# What the task requires
Wherever a line of the records contains "doCapture", copy that line.

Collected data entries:
%%
PR #3309, opened 2016-05-16
refactor(audio): remove obsolete signal "groupAudioPlayed"

antis81:
Removed the unconnected (broken) and now obsolete `Audio::groupAudioPlayed` signal, which got replaced by the single `Core::groupAudioPlaying` signal. This signal is emitted correctly from within `CoreAV::groupCallCallback`.

Following the code flow, I found the former implementation is pretty much bullshit and - for whatever reason - the "active (group & audio & video) peer" was assumed to be the "loudest" peer. This is completely wrong. However if anyone gets the intention behind this, I'd be glad to hear about what it should actually do and I'll do my very best to reimplement it.

---

This change is [Reviewable](https://reviewable.io/reviews/qtox/qtox/3309)

PR #3311, opened 2016-05-16
feat(audio): add real gain control of the input device

### LINKED ISSUE #2756: qtox - 406-7f34290 - horrible echo on audio / video call
Hello,

I am doing some test calls between 2 laptops (in different rooms) and audio is not usable...
Echo is truly horrible, disabling one of microphones breaks the loop. Both clients use latest qtox with 'Filter audio' ON (which doesn't seem to work). Video is OK.

I see nothing special in log:

```
[14:39:16.096] src/core/coreav.cpp:142 : Debug: "answering call 0"
[14:39:16.107] src/widget/form/chatform.cpp:305 : Debug: onAvStart
[14:39:16.107] src/widget/form/chatform.cpp:511 : Debug: disableCallButtons
[14:39:16.112] src/widget/form/chatform.cpp:621 : Debug: creating netcam
[14:39:16.113] src/video/netcamview.cpp:91 : Debug: SIZER QSize(640, 480)
[14:39:18.707] src/audio/audio.cpp:550 : Debug: Audio output not closed -> there are pending subscriptions.
[14:39:23.437] src/video/camerasource.cpp:209 : Debug: Opening device  "/dev/video0"
[14:41:42.343] src/widget/form/chatform.cpp:420 : Debug: onHangupCallTriggered
[14:41:42.343] src/core/coreav.cpp:211 : Debug: "Cancelling call with 0"
[14:41:42.343] src/audio/audio.cpp:402 : Debug: Unsubscribed from audio input device [ 0 subscriptions left ]
[14:41:42.343] src/audio/audio.cpp:666 : Debug: stopping audio capture
[14:41:42.343] src/audio/audio.cpp:670 : Debug: Closing audio input
[14:41:42.344] src/audio/audio.cpp:768 : Debug: Audio source 2 deleted. Sources active: 0
[14:41:42.344] src/audio/audio.cpp:688 : Debug: Closing audio output
[14:41:42.346] src/widget/form/chatform.cpp:491 : Debug: enableCallButtons
[14:41:42.346] src/widget/form/chatform.cpp:511 : Debug: disableCallButtons
[14:41:42.347] src/widget/form/chatform.cpp:504 : Debug: timer started!!
[14:41:42.379] src/video/camerasource.cpp:282 : Debug: Closing device  "/dev/video0"
[14:41:43.922] src/widget/form/chatform.cpp:542 : Debug: onEnableCallButtons
```

Also, when calling there is a long delay after pressing answer until call is actually initiated, I can see this here:

```
[14:39:18.707] src/audio/audio.cpp:550 : Debug: Audio output not closed -> there are pending subscriptions.
[14:39:23.437] src/video/camerasource.cpp:209 : Debug: Opening device  "/dev/video0"
```

It's a 5 second gap for... I don't know what, there were no other tasks for qtox.

And both clients are on ubuntu one 14.04 and one 15.04

### LINKED ISSUE #3109: Allow higher Volume / Gain
Operating System: Windows 10
qTox version: 1.3.0
Sound-Card: ASUS Xonare Essence STX Audio Device
Microphone: König CMP-MIC8
Headphones: Sennheiser HD 380 Pro

The person who I am talking to is also using qTox and has set the volume and microphone gain to maximum.

If i turn the microphone level and Volume to maximum, it is still quite low compared to other programs which have the same global volume in Windows. If i tune up the volume in windows such that the volume of qTox is normal, other programs are really loud.

A workaround would be to increase just the qtox volume in windows, since it is possible to adjust the volume for a single program. One problem of this workaround is, that the incrementation of the qTox volume also increases the global volume and every program has the same volume as the global volume when it gets started -> so every newly started program (e.g. a media player) is loud.

In Skype the volume is fine using the same Hardware and OS.

I'd like to have greater range for the volume and / or gain such that i can adjust the qtox volume to a higher level as the current maximum.

antis81:
This PR adds a long awaited feature. We now have a controllable **Audio Gain**, no really! :smile:

Gain can be controlled in positive/negative dB values from -30~30dB and allows for amplification or mitigation of the input signal level, resulting in highly improved audio quality. Thanks to @initramfs for the technical advice and review.

~~The gain is calculated with the common `10*log10()` algorithm, which is normally used for dB calculation of the electrical power level - and it gives pretty good results. Values can be set via qTox's public Audio API as percentage values (between 0 and 1).~~

Note: This PR also brings back const-correctness to `Audio`; some minor cleanup with naming conventions also included.

~~Important: As this has quite an impact on qTox's Audio experience --> Anyone who is able to compile qTox is invited to try this PR from a users view point!~~

The following values should fit for most common microphones, producing splendid clear results. Helps to check vs. [Tox EchoBot](https://toxme.io/u/echobot)):
- System settings:
  - Master Volume: ~80%
  - Gain: ~50% (~10dB)
- qTox Audio Settings:
  - Master volume: ~80%
  - Gain: ~60-85%

**TODO:**
- [x] Add sane min/max gain boundaries (-30/+30 dB) in `Audio`.

**UI will be done in separate PR**
- Add tick marker in slider at "unity gain" level.
- Add clipping indicator.
- [x] ~~Change label text in A/V settings to "Input gain" or only "Gain".~~ --> Wrong German translation.

Closes the following issues:
- close #3109 
- close #2756 

Have fun talking with qTox!

### DIFF
--- a/src/audio/audio.cpp
+++ b/src/audio/audio.cpp
@@ -27,6 +27,7 @@
 #include <QMutexLocker>
 #include <QPointer>
 #include <QThread>
+#include <QtMath>
 #include <QWaitCondition>
 
 #include <cassert>
@@ -34,6 +35,49 @@
 #ifdef QTOX_FILTER_AUDIO
 #include "audiofilterer.h"
 #endif
+
+/**
+@internal
+
+@class Audio::Private
+
+@brief Encapsulates private audio framework from public qTox Audio API.
+*/
+class Audio::Private
+{
+public:
+    Private()
+        : minInputGain{-30.0}
+        , maxInputGain{30.0}
+        , gain{0.0}
+        , gainFactor{0.0}
+    {
+    }
+
+    qreal inputGain() const
+    {
+        return gain;
+    }
+
+    qreal inputGainFactor() const
+    {
+        return gainFactor;
+    }
+
+    void setInputGain(qreal dB)
+    {
+        gain = qBound(minInputGain, dB, maxInputGain);
+        gainFactor = qPow(10.0, (gain / 20.0));
+    }
+
+public:
+    qreal   minInputGain;
+    qreal   maxInputGain;
+
+private:
+    qreal   gain;
+    qreal   gainFactor;
+};
 
 /**
 Returns the singleton instance.
@@ -45,15 +89,15 @@ Audio& Audio::getInstance()
 }
 
 Audio::Audio()
-    : audioThread(new QThread)
-    , alInDev(nullptr)
-    , inGain{1.f}
-    , inSubscriptions(0)
-    , alOutDev(nullptr)
-    , alOutContext(nullptr)
-    , alMainSource(0)
-    , alMainBuffer(0)
-    , outputInitialized(false)
+    : d{new Private}
+    , audioThread{new QThread}
+    , alInDev{nullptr}
+    , inSubscriptions{0}
+    , alOutDev{nullptr}
+    , alOutContext{nullptr}
+    , alMainSource{0}
+    , alMainBuffer{0}
+    , outputInitialized{false}
 {
     // initialize OpenAL error stack
     alGetError();
@@ -87,6 +131,7 @@ Audio::~Audio()
 #ifdef QTOX_FILTER_AUDIO
     filterer.closeFilter();
 #endif
+    delete d;
 }
 
 void Audio::checkAlError() noexcept
@@ -106,13 +151,14 @@ void Audio::checkAlcError(ALCdevice *device) noexcept
 /**
 Returns the current output volume (between 0 and 1)
 */
-ALfloat Audio::outputVolume()
+qreal Audio::outputVolume() const
 {
     QMutexLocker locker(&audioLock);
 
     ALfloat volume = 0.0;
 
-    if (alOutDev) {
+    if (alOutDev)
+    {
         alGetListenerf(AL_GAIN, &volume);
         checkAlError();
     }
@@ -125,28 +171,78 @@ Set the master output volume.
 
 @param[in] volume   the master volume (between 0 and 1)
 */
-void Audio::setOutputVolume(ALfloat volume)
+void Audio::setOutputVolume(qreal volume)
 {
     QMutexLocker locker(&audioLock);
 
-    volume = std::max(0.f, std::min(volume, 1.f));
+    volume = std::max(0.0, std::min(volume, 1.0));
 
-    alListenerf(AL_GAIN, volume);
+    alListenerf(AL_GAIN, static_cast<ALfloat>(volume));
     checkAlError();
 }
 
-ALfloat Audio::inputVolume()
+/**
+@brief The minimum gain value for an input device.
+
+@return minimum gain value in dB
+*/
+qreal Audio::minInputGain() const
 {
     QMutexLocker locker(&audioLock);
-
-    return inGain;
+    return d->minInputGain;
 }
 
-void Audio::setInputVolume(ALfloat volume)
+/**
+@brief Set the minimum allowed gain value in dB.
+
+@note Default is -30dB; usually you don't need to alter this value;
+*/
+void Audio::setMinInputGain(qreal dB)
 {
     QMutexLocker locker(&audioLock);
+    d->minInputGain = dB;
+}
 
-    inGain = std::max(0.f, std::min(volume, 1.f));
+/**
+@brief The maximum gain value for an input device.
+
+@return maximum gain value in dB
+*/
+qreal Audio::maxInputGain() const
+{
+    QMutexLocker locker(&audioLock);
+    return d->maxInputGain;
+}
+
+/**
+@brief Set the maximum allowed gain value in dB.
+
+@note Default is 30dB; usually you don't need to alter this value.
+*/
+void Audio::setMaxInputGain(qreal dB)
+{
+    QMutexLocker locker(&audioLock);
+    d->maxInputGain = dB;
+}
+
+/**
+@brief The dB gain value.
+
+@return the gain value in dB
+*/
+qreal Audio::inputGain() const
+{
+    QMutexLocker locker(&audioLock);
+    return d->inputGain();
+}
+
+/**
+Set the input gain dB level.
+*/
+void Audio::setInputGain(qreal dB)
+{
+    QMutexLocker locker(&audioLock);
+    d->setInputGain(dB);
 }
 
 void Audio::reinitInput(const QString& inDevDesc)
@@ -172,7 +268,8 @@ void Audio::subscribeInput()
 {
     QMutexLocker locker(&audioLock);
 
-    if (!autoInitInput()) {
+    if (!autoInitInput())
+    {
         qWarning("Failed to subscribe to audio input device.");
         return;
     }
@@ -235,7 +332,8 @@ bool Audio::initInput(QString inDevDescr)
     const uint16_t frameDuration = AUDIO_FRAME_DURATION;
     const uint32_t chnls = AUDIO_CHANNELS;
     const ALCsizei bufSize = (frameDuration * sampleRate * 4) / 1000 * chnls;
-    if (inDevDescr.isEmpty()) {
+    if (inDevDescr.isEmpty())
+    {
         const ALchar *pDeviceList = Audio::inDeviceNames();
         if (pDeviceList)
             inDevDescr = QString::fromUtf8(pDeviceList, strlen(pDeviceList));
@@ -246,10 +344,13 @@ bool Audio::initInput(QString inDevDescr)
                                        sampleRate, stereoFlag, bufSize);
 
     // Restart the capture if necessary
-    if (!alInDev) {
+    if (!alInDev)
+    {
         qWarning() << "Failed to initialize audio input device:" << inDevDescr;
         return false;
     }
+
+    d->setInputGain(Settings::getInstance().getAudioInGain());
 
     qDebug() << "Opened audio input" << inDevDescr;
     alcCaptureStart(alInDev);
@@ -273,7 +374,8 @@ bool Audio::initOutput(QString outDevDescr)
 
     assert(!alOutDev);
 
-    if (outDevDescr.isEmpty()) {
+    if (outDevDescr.isEmpty())
+    {
         // default to the first available audio device.
         const ALchar *pDeviceList = Audio::outDeviceNames();
         if (pDeviceList)
@@ -293,7 +395,8 @@ bool Audio::initOutput(QString outDevDescr)
     alOutContext = alcCreateContext(alOutDev, nullptr);
     checkAlcError(alOutDev);
 
-    if (!alcMakeContextCurrent(alOutContext)) {
+    if (!alcMakeContextCurrent(alOutContext))
+    {
         qWarning() << "Cannot create output audio context";
         return false;
     }
@@ -306,7 +409,8 @@ bool Audio::initOutput(QString outDevDescr)
     checkAlError();
 
     Core* core = Core::getInstance();
-    if (core) {
+    if (core)
+    {
         // reset each call's audio source
         core->getAv()->invalidateCallSources();
     }
@@ -421,7 +525,8 @@ void Audio::cleanupOutput()
 {
     outputInitialized = false;
 
-    if (alOutDev) {
+    if (alOutDev)
+    {
         alSourcei(alMainSource, AL_LOOPING, AL_FALSE);
         alSourceStop(alMainSource);
         alDeleteSources(1, &alMainSource);
@@ -486,8 +591,15 @@ void Audio::doCapture()
     }
 #endif
 
-    for (size_t i = 0; i < AUDIO_FRAME_SAMPLE_COUNT * AUDIO_CHANNELS; ++i)
-        buf[i] *= inGain;
+    for (quint32 i = 0; i < AUDIO_FRAME_SAMPLE_COUNT * AUDIO_CHANNELS; ++i)
+    {
+        // gain amplification with clipping to 16-bit boundaries
+        int ampPCM = qBound<int>(std::numeric_limits<int16_t>::min(),
+                                 qRound(buf[i] * d->inputGainFactor()),
+                                 std::numeric_limits<int16_t>::max());
+
+        buf[i] = static_cast<int16_t>(ampPCM);
+    }
 
     emit frameAvailable(buf, AUDIO_FRAME_SAMPLE_COUNT, AUDIO_CHANNELS, AUDIO_SAMPLE_RATE);
 }
@@ -495,7 +607,7 @@ void Audio::doCapture()
 /**
 Returns true if the input device is open and suscribed to
 */
-bool Audio::isInputReady()
+bool Audio::isInputReady() const
 {
     QMutexLocker locker(&audioLock);
     return alInDev && inSubscriptions;
@@ -504,7 +616,7 @@ bool Audio::isInputReady()
 /**
 Returns true if the output device is open
 */
-bool Audio::isOutputReady()
+bool Audio::isOutputReady() const
 {
     QMutexLocker locker(&audioLock);
     return alOutDev && outputInitialized;
@@ -530,12 +642,14 @@ void Audio::subscribeOutput(ALuint& sid)
 {
     QMutexLocker locker(&audioLock);
 
-    if (!autoInitOutput()) {
+    if (!autoInitOutput())
+    {
         qWarning("Failed to subscribe to audio output device.");
         return;
     }
 
-    if (!alcMakeContextCurrent(alOutContext)) {
+    if (!alcMakeContextCurrent(alOutContext))
+    {
         qWarning("Failed to activate output context.");
         return;
     }
@@ -554,8 +668,10 @@ void Audio::unsubscribeOutput(ALuint &sid)
 
     outSources.removeAll(sid);
 
-    if (sid) {
-        if (alIsSource(sid)) {
+    if (sid)
+    {
+        if (alIsSource(sid))
+        {
             alDeleteSources(1, &sid);
             qDebug() << "Audio source" << sid << "deleted. Sources active:"
                      << outSources.size();
--- a/src/widget/form/settings/avform.cpp
+++ b/src/widget/form/settings/avform.cpp
@@ -75,6 +75,10 @@ AVForm::AVForm() :
                 .arg(audio.maxInputGain()));
     bodyUI->microphoneSlider->setMinimum(qRound(audio.minInputGain()) * 10);
     bodyUI->microphoneSlider->setMaximum(qRound(audio.maxInputGain()) * 10);
+    bodyUI->microphoneSlider->setTickPosition(QSlider::TicksBothSides);
+    bodyUI->microphoneSlider->setTickInterval(
+                (qAbs(bodyUI->microphoneSlider->minimum()) +
+                 bodyUI->microphoneSlider->maximum()) / 4);
     bodyUI->microphoneSlider->setTracking(false);
     bodyUI->microphoneSlider->installEventFilter(this);
     connect(bodyUI->microphoneSlider, &QSlider::valueChanged,
--- a/src/widget/form/settings/avform.cpp
+++ b/src/widget/form/settings/avform.cpp
@@ -45,6 +45,8 @@ AVForm::AVForm() :
     bodyUI = new Ui::AVSettings;
     bodyUI->setupUi(this);
 
+    const Audio& audio = Audio::getInstance();
+
     bodyUI->btnPlayTestSound->setToolTip(
                 tr("Play a test sound while changing the output volume."));
 
@@ -65,6 +67,14 @@ AVForm::AVForm() :
     bodyUI->playbackSlider->installEventFilter(this);
     connect(bodyUI->playbackSlider, &QSlider::valueChanged,
             this, &AVForm::onPlaybackValueChanged);
+
+    bodyUI->microphoneSlider->setToolTip(
+                tr("Use slider to set the gain of your input device ranging"
+                   " from %1dB to %2dB.")
+                .arg(audio.minInputGain())
+                .arg(audio.maxInputGain()));
+    bodyUI->microphoneSlider->setMinimum(qRound(audio.minInputGain()) * 10);
+    bodyUI->microphoneSlider->setMaximum(qRound(audio.maxInputGain()) * 10);
     bodyUI->microphoneSlider->setTracking(false);
     bodyUI->microphoneSlider->installEventFilter(this);
     connect(bodyUI->microphoneSlider, &QSlider::valueChanged,
@@ -378,7 +388,7 @@ void AVForm::onInDevChanged(QString deviceDescriptor)
     Audio& audio = Audio::getInstance();
     audio.reinitInput(deviceDescriptor);
     bodyUI->microphoneSlider->setEnabled(bodyUI->inDevCombobox->currentIndex() != 0);
-    bodyUI->microphoneSlider->setSliderPosition(audio.inputVolume() * 100.f);
+    bodyUI->microphoneSlider->setSliderPosition(qRound(audio.inputGain() * 10.0));
 }
 
 void AVForm::onOutDevChanged(QString deviceDescriptor)
@@ -390,7 +400,7 @@ void AVForm::onOutDevChanged(QString deviceDescriptor)
     Audio& audio = Audio::getInstance();
     audio.reinitOutput(deviceDescriptor);
     bodyUI->playbackSlider->setEnabled(audio.isOutputReady());
-    bodyUI->playbackSlider->setSliderPosition(audio.outputVolume() * 100.f);
+    bodyUI->playbackSlider->setSliderPosition(qRound(audio.outputVolume() * 100.0));
 }
 
 void AVForm::onFilterAudioToggled(bool filterAudio)
@@ -414,10 +424,10 @@ void AVForm::onPlaybackValueChanged(int value)
 
 void AVForm::onMicrophoneValueChanged(int value)
 {
-    Settings::getInstance().setInVolume(value);
+    const qreal dB = value / 10.0;
 
-    const qreal percentage = value / 100.0;
-    Audio::getInstance().setInputVolume(percentage);
+    Settings::getInstance().setAudioInGain(dB);
+    Audio::getInstance().setInputGain(dB);
 }
 
 void AVForm::createVideoSurface()
--- a/src/audio/audio.h
+++ b/src/audio/audio.h
@@ -56,20 +56,26 @@ class Audio : public QObject
 {
     Q_OBJECT
 
+    class Private;
+
 public:
     static Audio& getInstance();
 
-    ALfloat outputVolume();
-    void setOutputVolume(ALfloat volume);
+    qreal outputVolume() const;
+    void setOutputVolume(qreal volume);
%%
# Solution for this task
@@ -486,8 +591,15 @@ void Audio::doCapture()
@@ -495,7 +607,7 @@ void Audio::doCapture()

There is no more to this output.